Autre lacune en matière de transparence qui concerne cette fois-ci les futurs bacheliers 2021 : ceux-ci ont terminé de formuler leurs voeux sur la plateforme Parcoursup, le 8 avril dernier, sans avoir nécessairement eu connaissance du nombre minimal de places proposées par les universités dans chacun des parcours de formation pour l'accès à chacune des filières MMOP, comme le prévoit pourtant les textes réglementaires.
3. Une nouvelle méthode de détermination des capacités d'accueil contestable et retoquée par le Conseil d'État
La polémique suscitée par les retards de publication du nombre de places ouvertes en deuxième année d'études de santé s'explique aussi par la fragilité juridique de la nouvelle méthode de détermination des capacités d'accueil .
Comme le montre le schéma ci-après, celle-ci a d'abord consisté à isoler le cas des doublants PACES pour lesquels le nombre de places a été sanctuarisé afin de leur assurer une équité de traitement par rapport aux doublants des années précédentes. L'arrêté du 25 janvier 2021 a ainsi fixé le nombre d'étudiants de PACES autorisés à poursuivre leurs études en deuxième année.

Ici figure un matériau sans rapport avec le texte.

PR #216, opened 2023-04-20
Remove children not found on lookup and refactor update methods

passaro:
Address the issue with lookup only updating/inserting new inodes but never removing children deleted on the client (see added test).

Refactor the update methods to group all operations which modify the parent inode state:
* pulled out the client calls in `lookup` into a new `remote_lookup` method,
* `remote_lookup` returns a (result of an optional) `RemoteLookup` (kind + stat),
* `update_from_remote` (formerly `update_or_insert`) processes `RemoteLookup` and can update/insert/delete,
* in turn, it calls `try_update_child` (formerly `update_if_present`), which looks for existing inodes, updates them if required, and returns an `UpdateStatus` which informs the caller of the actions to perform on the parent directory (insert or delete). 

---

### DIFF
--- a/mountpoint-s3/src/inode.rs
+++ b/mountpoint-s3/src/inode.rs
@@ -388,8 +388,10 @@ impl SuperblockInner {
         // Fast path: try with only a read lock on the directory first.
         {
             let parent_state = parent.inner.sync.read().unwrap();
-            if let UpdateStatus::Updated(lookedup) = Self::try_update_child(&parent_state, name, &remote)? {
-                return Ok(lookedup);
+            match Self::try_update_child(&parent_state, name, &remote)? {
+                UpdateStatus::Neither => return Err(InodeError::FileDoesNotExist),
+                UpdateStatus::Updated(lookedup) => return Ok(lookedup),
+                _ => {} // Fallback, we need a write lock to update the parent.
             }
         }
 
--- a/mountpoint-s3/src/inode.rs
+++ b/mountpoint-s3/src/inode.rs
@@ -119,9 +119,18 @@ impl Superblock {
             return Err(InodeError::InvalidFileName(name.into()));
         }
 
-        // TODO use caches. if we already know about this name, we just need to revalidate the stat
-        // cache and then read it.
+        let remote = self.remote_lookup(client, parent_ino, name).await?;
+        self.inner.update_from_remote(parent_ino, name, remote)
+    }
 
+    /// Lookup an inode in the parent directory with the given name
+    /// on the remote client.
+    async fn remote_lookup<OC: ObjectClient>(
+        &self,
+        client: &OC,
+        parent_ino: InodeNo,
+        name: &str,
+    ) -> Result<Option<RemoteLookup>, InodeError> {
         let parent = self.inner.get(parent_ino)?;
         if parent.kind() != InodeKind::Directory {
             return Err(InodeError::NotADirectory(parent_ino));
@@ -221,9 +230,7 @@ impl Superblock {
                     if found_directory {
                         trace!(?parent, ?name, "lookup ListObjects found a directory");
                         let stat = InodeStat::for_directory(self.inner.mount_time, Instant::now());
-                        let inode =
-                            self.inner.update_or_insert(parent_ino, name, stat.clone(), InodeKind::Directory)?;
-                        return Ok(LookedUp { inode, stat });
+                        return Ok(Some(RemoteLookup { kind: InodeKind::Directory, stat }));
                     }
                 }
             }
@@ -231,32 +238,13 @@ impl Superblock {
 
         // If we reach here, the ListObjects didn't find a shadowing directory, so we know we either
         // have a valid file, or both requests failed to find the object so the file must not exist remotely
-        if let Some(stat) = file_state {
+        Ok(file_state.map(|stat| {
             trace!(?parent, ?name, "found a regular file");
-            let inode = self
-                .inner
-                .update_or_insert(parent_ino, name, stat.clone(), InodeKind::File)?;
-            Ok(LookedUp { inode, stat })
-        } else {
-            // if object with the given name doesn't exist we will look it up locally since it could be an uncommitted inode
-            let parent_state = parent.inner.sync.read().unwrap();
-            match &parent_state.kind_data {
-                InodeKindData::File { .. } => unreachable!("we know this is a directory"),
-                InodeKindData::Directory {
-                    children,
-                    writing_children,
-                } => {
-                    if let Some(inode) = children.get(name) {
-                        if writing_children.contains(&inode.ino()) {
-                            let inode = inode.clone();
-                            let stat = inode.inner.sync.read().unwrap().stat.clone();
-                            return Ok(LookedUp { inode, stat });
-                        }
-                    }
-                    Err(InodeError::FileDoesNotExist)
-                }
+            RemoteLookup {
+                kind: InodeKind::File,
+                stat,
             }
-        }
+        }))
     }
 
     /// Retrieve the attributes for an inode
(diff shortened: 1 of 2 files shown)


mountpoint-s3/src/inode.rs
```diff
@@ -382,77 +370,95 @@ impl SuperblockInner {
...
-        // Fast path: try with only a read lock on the directory first
+        // Fast path: try with only a read lock on the directory first.
         {
             let parent_state = parent.inner.sync.read().unwrap();
-            if let Some(inode) = Self::update_if_present(parent_ino, &parent_state, name, kind, &stat)? {
-                return Ok(inode);
+            if let UpdateStatus::Updated(lookedup) = Self::try_update_child(&parent_state, name, &remote)? {
+                return Ok(lookedup);
             }
         }
```
monthonk, line 394: We can skip this path if the remote lookup is None since the result will never bee `UpdateStatus::Updated`.

mountpoint-s3/src/inode.rs
```diff
@@ -548,6 +557,29 @@ impl SuperblockInner {
...
+/// Data from a remote object.
+#[derive(Debug)]
+pub struct RemoteLookup {
+    kind: InodeKind,
+    stat: InodeStat,
+}
+
+/// Result of a call to [SuperblockInner::try_update_child].
+#[derive(Debug)]
+enum UpdateStatus<'n, 'r> {
```
monthonk, line 569: The lifetime for this struct is a bit complicated and I noticed that we still have to clone the data when using. Can we simplify this by taking ownership of these variable?

mountpoint-s3/src/inode.rs
```diff
@@ -382,77 +370,95 @@ impl SuperblockInner {
...
-    ) -> Result<Inode, InodeError> {
-        let parent = {
-            let inodes = self.inodes.read().unwrap();
-            inodes
-                .get(&parent_ino)
-                .cloned()
-                .ok_or(InodeError::InodeDoesNotExist(parent_ino))?
-        };
+        remote: Option<RemoteLookup>,
+    ) -> Result<LookedUp, InodeError> {
```
monthonk, line 380: I still have mixed feelings about this function, the name is `update_from_remote` but we're still updating it even if remote data is None and then we return `LookedUp` as a result. So, I'm not sure if we should have another layer to call this function when there is something to update, and also control when to remove (remove itself could be another function).

monthonk (commented):
Have some high level comments that we probably want to address.

mountpoint-s3/src/inode.rs
passaro: Well spotted. But actually we could also have `UpdateStatus::Neither` here and return an error, so probably still worth checking.

mountpoint-s3/src/inode.rs
passaro: I see your point. I would still prefer to keep all the logic in this function, but we definitely need a better name/description for it!

In my mind, this is where we take what we got from the client (`Option<RemoteLookup>`) and update our local state:
* if both inode and key exist - or neither do! - we use the fast path,
* otherwise, we need to write-lock the parent to insert or delete an inode.

Moving the deletion outside would mean duplicating the locking logic somewhere else.

monthonk: Yeah, I understand that you are trying to avoid multiple locking and cloning but it's not really straightforward when we read function/struct definition (e.g. why include `LookedUp` in `UpdateStatus::Updated` instead of `Inode` like we do in `UpdateStatus::LocalOnly`).

Let's keep the logic in one function and update the name/description to make it clearer.

mountpoint-s3/src/inode.rs
```diff
@@ -382,77 +370,93 @@ impl SuperblockInner {
...
+                            // Return the local inode.
+                            let stat = inode.inner.sync.read().unwrap().stat.clone();
+                            return Ok(LookedUp { inode, stat });
+                        }
+                        // Remove from children.
+                        // TODO: also handle inode in [Self::inodes].
+                        children.remove(name);
+                    }
+                }
+                Err(InodeError::FileDoesNotExist)
```
jamesbornholt, line 421: Maybe a little clearer with less fallthrough:

```suggestion
                match &mut parent_state.kind_data {
                    InodeKindData::File {} => unreachable!("we know parent is a directory"),
                    InodeKindData::Directory {
                        children,
                        writing_children,
                    } => {
                        if writing_children.contains(&inode.ino()) {
                            // Return the local inode.
                            let stat = inode.inner.sync.read().unwrap().stat.clone();
                            Ok(LookedUp { inode, stat })
                        } else {
                            // Remote no longer exists, so remove from local children
                            // TODO: also handle inode in [Self::inodes].
                            children.remove(name);
                            Err(InodeError::FileDoesNotExist)
                        }
                    }
                }
```

mountpoint-s3/src/inode.rs
```diff
@@ -221,42 +230,21 @@ impl Superblock {
...
                     }
                 }
             }
         }
 
         // If we reach here, the ListObjects didn't find a shadowing directory, so we know we either
         // have a valid file, or both requests failed to find the object so the file must not exist remotely
-        if let Some(stat) = file_state {
+        Ok(file_state.map(|stat| {
             trace!(?parent, ?name, "found a regular file");
```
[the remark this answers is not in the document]
jamesbornholt: Also, I think we'd like a trace in both cases now that we're relying on the negative case for some logic.

mountpoint-s3/src/inode.rs
```diff
@@ -119,9 +119,18 @@ impl Superblock {
...
 
-        // TODO use caches. if we already know about this name, we just need to revalidate the stat
-        // cache and then read it.
+        let remote = self.remote_lookup(client, parent_ino, name).await?;
+        self.inner.update_from_remote(parent_ino, name, remote)
+    }
 
+    /// Lookup an inode in the parent directory with the given name
+    /// on the remote client.
+    async fn remote_lookup<OC: ObjectClient>(
```
jamesbornholt, line 128: Will there ever be a case where you don't immediately call `self.inner.update_from_remote` with the result of `remote_lookup`? If not, maybe we should push the `update_from_remote` call into it so (hypothetical future) callers can't forget.

mountpoint-s3/tests/fs.rs
```diff
@@ -445,3 +445,38 @@ async fn test_stat_block_size() {
     assert_eq!(lookup.attr.blocks, 9);
     assert_eq!(lookup.attr.blksize, 4096);
 }
+
+#[test_case("foo"; "remove file")]
+#[test_case("bar/foo"; "remove directory")]
+#[tokio::test]
+async fn test_lookup_removes_old_children(key: &str) {
```
jamesbornholt, line 452: Can we also test that `readdir` has the same effect?

mountpoint-s3/src/inode.rs
passaro: My preference would still be to keep them separate:
* `remote_lookup` wraps all the (double) request logic and returns `Option<RemoteLookup>`,
* `update_from_remote` takes it and updates the local "cache".

mountpoint-s3/tests/fs.rs
passaro: We have not changed `readdir` behavior: it only updates keys/prefixes as they are returned, but it does not remove any "missing" children. In order to do it, I think it would need to keep track of all the "names" returned across all the `list_objects` calls in order to work out what to remove at the end.

I'm not sure though: do we need `readdir` to do it? Or can we just rely on lookup?

jamesbornholt: Oh, right, we'll never test the negative case through `readdir`.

Elle a ensuite reposé sur deux procédures menées en parallèle :
• d'une part, la détermination , dans le cadre d'un dialogue entre chaque université et la direction générale de l'enseignement supérieur du ministère, du nombre de places ouvertes aux étudiants de PASS et de L.AS , à la fois dans un objectif d'augmentation du taux de réussite par rapport aux années précédentes et de création de places supplémentaires ;
• d'autre part, la définition , à l'issue de concertations régionales et d'une Conférence nationale tenue en mars dernier, d' un objectif national pluriannuel d'augmentation de professionnels de santé à former , décliné par groupe de professions (médecine, pharmacie, maïeutique, odontologie), par territoire et par université. Cette procédure territorialisée aurait dû intervenir avant la précédente, mais le contexte sanitaire a contraint à la décaler.
Le 28 avril dernier, le Conseil d'État, saisi par cinq étudiants en PASS, a ordonné la suspension de l'exécution de l'arrêté du 25 janvier 2021 au motif, d'une part, que le texte laissait « un nombre de places résiduel » aux étudiants actuellement en PASS, d'autre part, qu' « un doute sérieux » apparaissait quant à la légalité de cet arrêté qui se fonde uniquement sur des taux de réussite constatés par le passé pour fixer le nombre des étudiants en PACES autorisés à poursuivre dans l'une des filières MMOP. Selon la plus haute juridiction administrative, les ministères n'ont pas pris en considération les places disponibles en deuxième année dans chacune de ces filières pour l'année universitaire 2021-2022, ni le sort des étudiants ayant suivi en 2020-2021 un PASS ou une L.AS.